• TASK INPUT:
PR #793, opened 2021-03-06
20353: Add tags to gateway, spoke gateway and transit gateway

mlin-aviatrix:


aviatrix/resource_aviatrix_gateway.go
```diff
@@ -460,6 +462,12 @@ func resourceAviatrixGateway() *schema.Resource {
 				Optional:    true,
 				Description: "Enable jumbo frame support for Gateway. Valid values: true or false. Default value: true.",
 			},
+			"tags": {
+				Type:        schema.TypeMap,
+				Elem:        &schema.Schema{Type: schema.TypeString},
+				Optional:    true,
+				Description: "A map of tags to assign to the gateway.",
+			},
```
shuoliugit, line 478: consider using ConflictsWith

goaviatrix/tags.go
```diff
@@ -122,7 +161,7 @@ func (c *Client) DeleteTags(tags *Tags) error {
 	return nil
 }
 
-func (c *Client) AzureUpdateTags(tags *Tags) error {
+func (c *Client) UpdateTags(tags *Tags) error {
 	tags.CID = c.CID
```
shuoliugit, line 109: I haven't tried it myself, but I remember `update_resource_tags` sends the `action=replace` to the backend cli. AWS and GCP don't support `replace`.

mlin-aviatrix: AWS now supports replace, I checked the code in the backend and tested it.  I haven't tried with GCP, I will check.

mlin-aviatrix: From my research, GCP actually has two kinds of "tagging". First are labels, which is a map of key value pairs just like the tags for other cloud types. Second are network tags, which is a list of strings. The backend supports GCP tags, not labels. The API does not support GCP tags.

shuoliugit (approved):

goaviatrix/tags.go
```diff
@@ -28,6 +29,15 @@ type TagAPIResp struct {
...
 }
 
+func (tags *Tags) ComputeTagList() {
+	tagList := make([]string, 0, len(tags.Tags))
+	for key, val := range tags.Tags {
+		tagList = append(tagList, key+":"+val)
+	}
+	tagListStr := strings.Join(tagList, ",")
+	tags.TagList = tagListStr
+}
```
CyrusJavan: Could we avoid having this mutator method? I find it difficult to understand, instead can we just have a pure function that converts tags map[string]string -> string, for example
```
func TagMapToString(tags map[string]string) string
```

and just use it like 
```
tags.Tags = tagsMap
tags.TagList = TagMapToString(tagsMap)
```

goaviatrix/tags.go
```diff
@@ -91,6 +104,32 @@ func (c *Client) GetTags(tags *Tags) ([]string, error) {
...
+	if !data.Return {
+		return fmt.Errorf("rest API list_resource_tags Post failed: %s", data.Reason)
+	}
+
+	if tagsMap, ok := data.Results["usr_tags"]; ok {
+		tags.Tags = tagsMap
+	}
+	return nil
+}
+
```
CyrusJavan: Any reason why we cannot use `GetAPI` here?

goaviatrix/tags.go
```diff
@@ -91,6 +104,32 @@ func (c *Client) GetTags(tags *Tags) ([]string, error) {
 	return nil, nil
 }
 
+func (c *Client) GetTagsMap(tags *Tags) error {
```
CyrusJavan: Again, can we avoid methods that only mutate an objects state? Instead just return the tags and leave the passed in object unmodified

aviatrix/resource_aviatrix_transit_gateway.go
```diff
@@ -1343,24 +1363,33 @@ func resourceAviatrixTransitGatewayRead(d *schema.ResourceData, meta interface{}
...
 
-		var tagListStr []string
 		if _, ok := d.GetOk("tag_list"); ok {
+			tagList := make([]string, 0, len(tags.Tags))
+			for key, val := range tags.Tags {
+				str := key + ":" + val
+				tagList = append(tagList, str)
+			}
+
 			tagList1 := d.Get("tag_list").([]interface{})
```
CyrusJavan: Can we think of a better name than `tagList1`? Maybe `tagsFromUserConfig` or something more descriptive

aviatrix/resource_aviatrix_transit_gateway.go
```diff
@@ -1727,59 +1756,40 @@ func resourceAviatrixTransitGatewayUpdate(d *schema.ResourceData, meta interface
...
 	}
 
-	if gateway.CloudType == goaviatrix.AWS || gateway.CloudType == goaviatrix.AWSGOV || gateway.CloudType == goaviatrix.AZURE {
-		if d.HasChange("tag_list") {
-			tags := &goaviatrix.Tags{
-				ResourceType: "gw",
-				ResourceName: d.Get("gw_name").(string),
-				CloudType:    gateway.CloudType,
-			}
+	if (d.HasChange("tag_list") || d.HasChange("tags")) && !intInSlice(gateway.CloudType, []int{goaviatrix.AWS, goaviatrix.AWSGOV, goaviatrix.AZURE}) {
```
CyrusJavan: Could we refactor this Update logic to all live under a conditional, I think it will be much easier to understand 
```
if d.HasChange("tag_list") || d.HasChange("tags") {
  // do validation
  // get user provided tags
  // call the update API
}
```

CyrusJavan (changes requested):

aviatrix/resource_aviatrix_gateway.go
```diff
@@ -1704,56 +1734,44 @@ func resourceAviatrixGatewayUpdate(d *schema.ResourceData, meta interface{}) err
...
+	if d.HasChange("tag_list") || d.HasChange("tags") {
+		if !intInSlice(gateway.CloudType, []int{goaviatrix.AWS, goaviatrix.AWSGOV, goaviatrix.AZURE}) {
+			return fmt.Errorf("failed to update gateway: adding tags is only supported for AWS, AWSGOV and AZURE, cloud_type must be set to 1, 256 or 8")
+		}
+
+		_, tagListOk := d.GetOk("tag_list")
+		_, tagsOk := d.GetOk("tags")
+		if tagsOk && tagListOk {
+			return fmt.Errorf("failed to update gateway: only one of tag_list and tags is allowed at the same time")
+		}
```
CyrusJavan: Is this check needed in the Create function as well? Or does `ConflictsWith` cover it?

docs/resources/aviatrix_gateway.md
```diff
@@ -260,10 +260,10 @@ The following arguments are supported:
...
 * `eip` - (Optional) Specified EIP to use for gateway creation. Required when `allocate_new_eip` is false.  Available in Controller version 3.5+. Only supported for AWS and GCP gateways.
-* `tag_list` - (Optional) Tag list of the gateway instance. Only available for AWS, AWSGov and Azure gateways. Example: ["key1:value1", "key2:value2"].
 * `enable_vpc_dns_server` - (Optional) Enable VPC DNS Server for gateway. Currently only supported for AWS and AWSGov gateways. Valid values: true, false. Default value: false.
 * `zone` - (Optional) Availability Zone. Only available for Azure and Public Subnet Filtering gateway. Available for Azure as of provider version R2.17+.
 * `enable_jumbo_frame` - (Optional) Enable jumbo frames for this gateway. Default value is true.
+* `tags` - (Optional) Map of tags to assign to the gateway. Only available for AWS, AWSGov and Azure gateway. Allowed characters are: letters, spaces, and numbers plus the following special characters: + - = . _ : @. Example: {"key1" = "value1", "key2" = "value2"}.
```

• WHAT THE TASK ASKS:
The sole response should be the count of lines in the material holding the string "does".

• TASK OUTPUT:
2